La Grecia antica è la vera culla della democrazia diretta sì come viene concepita nel nostro immaginario collettivo. Fu lì che si sviluppò infatti nella sua forma più pura. La direzione del pensiero politico dominante dell’Oggi è chiara: più democrazia, più prosperità. Secondo questo sillogismo, dovremmo essere portati a ritenere che la democrazia diretta dovrebbe caratterizzarsi contemporaneamente punto di arrivo e massima espressione del liberalismo; la realizzazione del Comunismo dopo la dittatura del proletariato degli anti-marxisti. Tuttavia, la Storia insegna il contrario. Non fu forse proprio nella prospera Gercia antica, a Sparta, dove la minoranza militarizzata schiavizzò la maggioranza degli Ilòti? O ancora, per chi non a torto obiettasse la natura oligarchica e aristocratica del sistema di Lacedemone, non fu proprio la democrazia universale ateniese a mettere a morte Socrate, “l’uomo più giusto” secondo Platone?

E’ chiaro che non è la democrazia in sé a prevenire il compimento di atrocità, quanto piuttosto lo schema di valori individuato da una determinata comunità. L’Impero Romano ci insegna, d’altra parte, che l’ordine è necessario affinché la società possa permettere alle sue migliori energie di mettersi in moto. Per quanto nobile possa sembrare, l’ideale “democratico” Rousseauiano non fu che l’anticamera di legittimazione delle peggiori atrocità degli ultimi secoli, dal grande terrore giacobino al perseguimento dell’obiettivo finale del comunismo o del Reich millenario. A testimonianza della grandezza e dell’infallibilità della sovranità popolare nella sua accezione più totalizzante, fu il ritmo serrato della ghigliottina a Place de la Concorde a Parigi nel 1793 a parlare. Del resto Hobbes l’aveva detto: homo homini lupus.

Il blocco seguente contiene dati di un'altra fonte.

PR #49, opened 2018-06-01
Fixes #44 - Scrape bug_numbers from histograms, scalars, and events

### LINKED ISSUE #44: Scrape bug numbers from probes that have them
Some probes have bug_numbers fields (in fact, all new ones are required to have them, and owners are encouraged to add them when they are updated). This seems like useful information we can surface in the probe scraper.

Marking this "help wanted" for mentorship. @Dexterp37 and @georgf have offered to mentor this bug.

After this is complete, we can file a bug in https://github.com/mozilla/telemetry-dashboard for augmenting Probe Dictionary to display this information and linkify the bug numbers to make it easy to flow from the dictionary to bugzilla to learn more.

chutten:
ref: #44, mozilla/probe-dictionary#43

### DIFF
--- a/probe_scraper/parsers/events.py
+++ b/probe_scraper/parsers/events.py
@@ -15,6 +15,7 @@ def extract_events_data(e):
         "expiry_version": "expiry_version",
         "expiry_day": "expiry_day",
         "cpp_guard": "cpp_guard",
+        "bug_numbers": "bug_numbers",
 
         "methods": "details/methods",
         "objects": "details/objects",
@@ -29,6 +30,7 @@ def extract_events_data(e):
         "name": e.methods[0],
         "description": e.description,
         "cpp_guard": None,
+        "bug_numbers": [],
     }
 
     data = {
--- a/probe_scraper/parsers/events.py
+++ b/probe_scraper/parsers/events.py
@@ -38,7 +38,7 @@ def extract_events_data(e):
     }
 
     for source_field, target_field in props.iteritems():
-        value = getattr(e, source_field, None)
+        value = getattr(e, source_field, e._definition.get(source_field, None))
         if value is None and source_field in defaults:
             value = defaults[source_field]
         set_in_nested_dict(data, target_field, value)
--- a/probe_scraper/parsers/histograms.py
+++ b/probe_scraper/parsers/histograms.py
@@ -36,6 +36,8 @@ def extract_histogram_data(histogram):
         value = None
         if hasattr(histogram, source_field):
             value = getattr(histogram, source_field)()
+        elif source_field in histogram._definition:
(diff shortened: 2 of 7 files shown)


chutten:
It only now occurs to me that the README doesn't include instructions on how to dry-run locally :(

Let me see if I can figure it out.

fbertsch:
@chutten: just head to the probe-scraper repo and run: `python probe-scraper/runner.py`. If it's taking too long (it will), change `MIN_FIREFOX_VERSION` in `scrapers/moz_central_scraper.py` to e.g. `59` so it doesn't pull down as many files.

It will print out the location of the output json files, which are just the ones uploaded to s3 in the Airflow job.

chutten:
Good thing you asked me to run this as it results in empty bug_numbers lists. I assume this is because `hasattr` is returning false for some reason... I dunno. I'll investigate this tomorrow, and file an Issue to update the README for how to perform a local dry-run.

chutten:
@fbertsch @Dexterp37 RFAL.

Turns out that the types EventData and Histogram didn't have `bug_numbers` properties and, thus, we were getting the default values for them every time. (Scalars were fine). So for events I dug into EventData's raw `_definition` and for Histograms I now store the raw definition on `_definition` so I can pull the same trick.

Dexterp37:
@chutten this looks good to me. Can you verify that adding the `definition` trick doesn't have any side effect on the data generation? (e.g. we now look up stuff in there instead of `defaults`)

chutten:
What sort of side effects did you have in mind? I did a diff -r between two runs (one with and one without my changes). The only differences are the addition of a lot of bug_numbers fields (most of them empty arrays, despite our best efforts) and the updated `lastUpdate` timestamp in `general`

As for updating the architecture of the probe parsing utils, a bug might not be the most appropriate. We have grander plans for them eventually (pulling them into their own project), so a design doc might be better?

fbertsch:
@chutten grand plans for parsing? You have piqued my interest :) design doc sounds great!

Dexterp37:
> What sort of side effects did you have in mind? I did a diff -r between two runs (one with and one without my changes). The only differences are the addition of a lot of bug_numbers fields (most of them empty arrays, despite our best efforts) and the updated lastUpdate timestamp in general

That's ok then! I was looking for differences between the value reported from the getter and the value from the definition. That doesn't seem to be the case, so feel free to merge this once ready :)

chutten:
The "grand plan" so far is "Put the canonical source for probe parsing in its own project and vendor it in to m-c and wherever else it's used. Add capabilities as necessary." ... and I don't think it'll make Q3 planning, though I guess I should add that to the list.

Qual è allora, il sistema migliore? Finalmente, dopo secoli – anche se gli anglosassoni ci sono arrivati prima – si è giunti alla universale accettazione della democrazia rappresentativa come “forma peggiore di governo, ad esclusione di tutte le altre” (Winston Churchill). Tra l’eccesso demagogico della democrazia diretta e la tirannia dell’autoritarismo, la democrazia rappresentativa, fondata sulla separazione dei poteri e sul bilanciamento reciproco degli stessi, coniuga la legittimità popolare al governo dell’autorità. La migliore realizzazione, ad oggi, dell’Aurea Mediocritas aristotelica.

Per funzionare però, una democrazia rappresentativa moderna necessita di alcuni presupposti: la fiducia nel sistema educativo, un senso civico diffuso, il rispetto delle istituzioni nazionali e delle fondamentali libertà dell’individuo. Non è un caso che i più accaniti sostenitori di tale modello, sulla scena politica globale e italiana, siano sprovvisti di tutte e quattro le succitate qualità. Quando la mamma informata ritiene di saperne di più del medico, quando l’insulto diviene il canale principale di esternazione del proprio contegno nei confronti di chi la pensa diversamente, quando il politico o l’avversario è per definizione un disonesto e quando si inneggia a uno Stato che possa interferire nelle vite di tutti attraverso gli organi giudiziari o polizieschi, allora diviene evidente che non si è più nell’ambito della Democrazia diretta, o più semplicemente, della Democrazia Costituzionale.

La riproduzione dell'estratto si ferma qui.